— What is expected —
All lines in the material with the string "Thanks" should be listed.
----
PR #5335, opened 2023-12-05
Bug Fix: added a fix for discarding multiple color picker entries on drag

bhavyakaria:
fix: https://github.com/facebook/lexical/issues/3890

Before:

https://github.com/facebook/lexical/assets/16178833/04d1e8d9-dabb-481b-9a33-c54d9363e7ad

After:

https://github.com/facebook/lexical/assets/16178833/455e9222-7da8-448e-bcc1-67641b4639df


bhavyakaria:
PR is ready for review.

packages/lexical-playground/src/ui/ColorPicker.tsx
```diff
@@ -186,14 +203,21 @@ function MoveWrapper({className, style, onChange, children}: MoveWrapperProps) {
     move(e);
 
     const onMouseMove = (_e: MouseEvent): void => {
+      setDragged(true);
+      updateSkipHistoryFlag(true);
```
zurfyx, line 207: Do we need a `useState` here or can we do with `useRef`? It might be easier to debug later without the side effects of having this variable is the useEffect dependency. I believe even a module variable would suffice for this case since there can only be one event in total in the entire page

zurfyx (commented):
Thank you for the fix!

packages/lexical-playground/src/ui/ColorPicker.tsx
bhavyakaria: Thanks for the review @zurfyx 

Agreed, `useState` is not required, we can use `useRef`, just to clarify we are talking about just the `dragged` variable, right?

bhavyakaria: @zurfyx Thanks for the review.

Agreed, `useState` was not necessary, have made he skipFlag to be module variable and `dragged` to be `useRef`

bhavyakaria:
PR is ready for review

ivailop7 (approved):
LGTM

PR #5342, opened 2023-12-06
refactor(playground): kill ts-ignore

agriffis:
Replace with ts-expect-error where still needed.


thegreatercurve:
Thanks for this @agriffis! Would you mind fixing the conflict and I can merge this in.

thegreatercurve (approved):

agriffis:
@thegreatercurve Done. Note that this commit affects a file that should actually be deleted, see https://github.com/facebook/lexical/pull/5237#issuecomment-1847165683

but merging this doesn't prevent that, it's just a question of ordering. :shrug:

agriffis:
In fact, the reason the other PR went through cleanly was because `ts-ignore` hid the problem.

agriffis:
Blech, I'll just update this PR to delete the file

agriffis:
Ok all set

agriffis:
@thegreatercurve This has two commits now so it should be clear what's going on

zurfyx (approved):
LGTM, thank you, commits gets squashed once the PR is landed!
----
— Exercise result —
bhavyakaria: Thanks for the review @zurfyx 
bhavyakaria: @zurfyx Thanks for the review.
Thanks for this @agriffis! Would you mind fixing the conflict and I can merge this in.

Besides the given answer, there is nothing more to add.